#ubuntu-us-dc 2011-03-01
<bcurtiswx> maco, how do I unzip a 7zip file?
<bcurtiswx> in linux
<maco> p7zip
<maco> kjcole: looks like OLF will have CART for one room this year
<maco> kjcole: as a new experiment in accessibility
#ubuntu-us-dc 2011-03-04
<bcurtiswx> maco, what neckbeards incident.. ?
<maco> bcurtiswx: the rant on omgubuntu where humphrey called the linux a bunch of neckbeards holding linux back
<maco> erm, called the linux community...
<bcurtiswx> LOL, shows they know nothing..

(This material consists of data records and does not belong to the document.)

PR #244, opened 2020-01-18
Adds robot-simulator exercise

Corentin-Leffy:
👋 

This PR is to add a new exercise for robot-simulator, here is a [link to the problem-specifications](https://github.com/exercism/problem-specifications/tree/master/exercises/robot-simulator).

I'm a Dart newbie, so feel free to point out anything that needs to be change or improved.

Thanks! 😄

### DIFF
--- a/config.json
+++ b/config.json
@@ -456,6 +456,19 @@
         "bitwise_operations",
         "integers"
       ]
+    },
+    {
+      "slug": "robot-simulator",
+      "uuid": "8fffb0bb-2f71-41a9-90f2-7006020ddc19",
+      "core": false,
+      "unlocked_by": "pascals-triangle",
+      "difficulty": 4,
+      "topics": [
+        "classes",
+        "enumerations",
+        "logic",
+        "loops"
+      ]
     }
   ]
 }
--- a/exercises/robot-simulator/lib/example.dart
+++ b/exercises/robot-simulator/lib/example.dart
@@ -1,0 +1,84 @@
+import 'package:robot_simulator/orientation.dart';
+import 'package:robot_simulator/position.dart';
+
+class Robot {
+  Orientation orientation;
+  Position position;
+
+  Robot(this.position, this.orientation);
+
+  void move(String instructions) {
+    instructions.split("").forEach((character) {
+      switch (character) {
+        case "R":
+          _rotateClockwise();
+          break;
+        case "L":
+          _rotateCounterClockwise();
+          break;
+        case "A":
+          _advance();
+          break;
+        default:
+          throw StateError("unexpected instruction $character");
+      }
+    });
+  }
+
+  void _rotateClockwise() {
+    switch (orientation) {
+      case Orientation.north:
+        orientation = Orientation.east;
+        break;
+      case Orientation.east:
+        orientation = Orientation.south;
+        break;
+      case Orientation.south:
+        orientation = Orientation.west;
+        break;
+      case Orientation.west:
+        orientation = Orientation.north;
+        break;
+      default:
+        throw StateError("unexpected orientation $orientation");
+    }
+  }
+
+  void _rotateCounterClockwise() {
+    switch (orientation) {
+      case Orientation.north:
+        orientation = Orientation.west;
+        break;
+      case Orientation.west:
+        orientation = Orientation.south;
+        break;
+      case Orientation.south:
+        orientation = Orientation.east;
+        break;
+      case Orientation.east:
+        orientation = Orientation.north;
+        break;
+      default:
+        throw StateError("unexpected orientation $orientation");
+    }
+  }
+
+  void _advance() {
+    switch (orientation) {
+      case Orientation.north:
+        position.y++;
+        break;
+      case Orientation.west:
+        position.x--;
+        break;
+      case Orientation.south:
+        position.y--;
+        break;
+      case Orientation.east:
+        position.x++;
+        break;
+      default:
+        throw StateError("unexpected orientation $orientation");
+    }
+  }
+}
--- a/exercises/robot-simulator/lib/orientation.dart
+++ b/exercises/robot-simulator/lib/orientation.dart
@@ -1,0 +1,1 @@
+enum Orientation { north, east, south, west }
--- a/exercises/robot-simulator/lib/position.dart
+++ b/exercises/robot-simulator/lib/position.dart
@@ -1,0 +1,20 @@
+class Position {
+  int x, y;
+
+  Position(this.x, this.y);
+
+  @override
+  bool operator ==(Object other) => other is Position && other.x == this.x && other.y == this.y;
+
+  @override
+  int get hashCode {
+    final int prime = 31;
+    int result = 1;
+    result = prime * result + x;
+    result = prime * result + y;
+    return result;
+  }
+
+  @override
+  String toString() => "[x: $x, y: $y]";
+}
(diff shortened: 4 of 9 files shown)


exercises/robot-simulator/lib/orientation.dart
```diff
@@ -0,0 +1 @@
+enum Orientation { NORTH, EAST, SOUTH, WEST }
```
devkabiir: Recommend: Change to lowerCamelCase
```suggestion
enum Orientation { north, east, south, west }
```

In dart 1: UPPERCASE was preferred style for constants. In dart 2 its lowerCamelCase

<maco> gay marriage bill in MD passed committe. goes to House floor today
<maco> on the accuracy front, i hear they've been improving since now people are feeding them info instead of them trying dig stuff up
<bcurtiswx> great for MD, still confused about what's going on in Wisconsin
#ubuntu-us-dc 2011-03-05
<ncweber> Hello
<ncweber> Anyone about?
<maco> aye
<ncweber> Oh okay
<ncweber> Took me a while to figure out how to get to this IRC channel. :P
#ubuntu-us-dc 2012-03-03
<MiQ> hi everyone!
<MiQ> has anybody succeeded on installing Sugar on an Ubuntu PPC???

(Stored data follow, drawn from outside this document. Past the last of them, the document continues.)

PR #248, opened 2020-04-14
fix spelling

wiredancer:


config.json
```diff
@@ -1,7 +1,7 @@
 {
   "language": "Dart",
   "active": true,
-  "blurb": "Dart is a general purpose programming language which has seen a rise in popularity for it's uses in mobile and web application development.",
+  "blurb": "Dart is a general purpose programming language which has seen a rise in popularity for its uses in mobile and web application development.",
```
Stargator, line 4: I would suggest also changing `uses` to `usages`. But that's my opinion.

Stargator:
@wiredancer Thanks.

Issue #257, opened 2020-08-09
gigasecond: Confusing Initial File


jameschensmith:
As seen [here](https://github.com/exercism/dart/blob/6e14fb9c07c7277caf449c95b499571f12d48078/exercises/gigasecond/lib/gigasecond.dart#L1-L3), the library template starts the user off with a class. This is confusing because in [the tests](https://github.com/exercism/dart/blob/6e14fb9c07c7277caf449c95b499571f12d48078/exercises/gigasecond/test/gigasecond_test.dart) (1) there is no instantiation of the class, (2) the tests call the function `add(DateTime)`.

This should be fixed by either (1) refactoring the tests to call the method from a class, (2) refactor the library template to start out with the function called by the tests.

Stargator:
@james-r-smith Or the user can make the changes necessary to pass the test. Exercism is not meant to teach people programming concepts, just serve as a way to introduce experienced programmers to another language.

Still, it would't hurt to make this small change.. If anyone is interested in tackling this, I see no issue with it.

Zureka:
I can look into this one. Am I correct to assume that the only required change would be to update [the starter code](https://github.com/exercism/dart/blob/6e14fb9c07c7277caf449c95b499571f12d48078/exercises/gigasecond/lib/gigasecond.dart#L1-L3) from an empty class to an empty version of the function in [the example](https://github.com/exercism/dart/blob/6e14fb9c07c7277caf449c95b499571f12d48078/exercises/gigasecond/lib/example.dart)? If that's the case I can have a PR submitted rather quickly to fix this.

devkabiir:
Fixed in #258

PR #258, opened 2020-10-02
Change from empty class to empty function

Zureka:
Updates the starter code of the `gigasecond` exercise to match the tests (and the example solution) as mention in #257


devkabiir (approved):
Thank you for your contribution 🚀

Issue #252, opened 2020-06-01
minesweeper: Delete useless constructor at the top of the test file


jmrunkle:
https://github.com/exercism/dart/blob/14858895d53b43ec91cfb1138ff82ecf29a2b352/exercises/minesweeper/test/minesweeper_test.dart#L4

All of the actual tests use a constructor that takes the input board. It makes no sense to keep this one and it was probably left in place by accident after copying and pasting a different exercise (then modifying slightly without a second thought).

Stargator:
@jmrunkle Thanks. It was accidentally left behind because our exercise generator creates a global instance. We'll track this and try to address it

sisminnmaw:
Hello @Stargator @devkabiir 
I am here because of hunting Hacktoberfest :D.
For test file, it's not bug, just like a typo errors or unused methods.

other test files use functions from object variables.
In minesweeper test file, declare object variable
`final myMineSweeper = new Minesweeper()`,
and didn't use variable.
used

<MiQ> I'm having trouble finding some packages and was wondering if there could be another repository for those
<MiQ> I have Ubuntu 10.10 on a PowerBook G4
<MiQ> and I'm trying to install Sweets 8.8
<MiQ> but it says 'Depends: sweets-hulahop but it is not installable
<MiQ> '
<MiQ> anybody?
<ChinnoDog> idk anything about sugar
<MiQ> cool, thanks!
<MiQ> fixed it
#ubuntu-us-dc 2014-02-24
<Azeban> Hello, hello, hello
<marcoceppi_> Azeban: o/
<Azeban> http://i.imgur.com/8DptJ4S.jpg
<Azeban> meet Raki
<Azeban> hes 3 weeks old
<marcoceppi_> :3
<Azeban> :)
<manchicken> Howdy
<ChinnoDog> hi manchicken
<manchicken> Do we meet at all?
<manchicken> I'm somewhat new to the area and I notice that all of the stuff indicates we used to meet, but doesn't mention when we might meet next.
<ChinnoDog> I don't think it happens. Tell us when we are meeting.
#ubuntu-us-dc 2014-02-25
<adom> manchicken: ChinnoDog, marcoceppi, and I have met a couple times. Dunno if they have hung out more since then. There's only a few actives in here so meetups are sporadic.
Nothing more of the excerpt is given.